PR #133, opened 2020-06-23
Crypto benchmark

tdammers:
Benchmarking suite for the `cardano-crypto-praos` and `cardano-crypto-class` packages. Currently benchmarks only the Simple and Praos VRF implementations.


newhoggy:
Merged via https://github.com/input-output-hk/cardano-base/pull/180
::::
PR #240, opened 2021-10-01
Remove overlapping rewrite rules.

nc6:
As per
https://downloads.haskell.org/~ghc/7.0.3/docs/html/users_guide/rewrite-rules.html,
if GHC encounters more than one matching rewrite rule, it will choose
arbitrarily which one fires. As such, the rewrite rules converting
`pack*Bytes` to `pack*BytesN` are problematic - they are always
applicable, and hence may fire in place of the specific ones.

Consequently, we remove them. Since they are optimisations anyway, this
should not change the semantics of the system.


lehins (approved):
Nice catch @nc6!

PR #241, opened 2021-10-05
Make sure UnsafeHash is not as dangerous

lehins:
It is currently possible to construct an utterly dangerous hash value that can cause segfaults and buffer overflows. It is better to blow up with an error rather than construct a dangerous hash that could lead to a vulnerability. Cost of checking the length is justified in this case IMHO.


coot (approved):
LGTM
::::
**To do**
Going through the listing above, count every line in which the word "rules" occurs, and state only the count.

**Written response**
3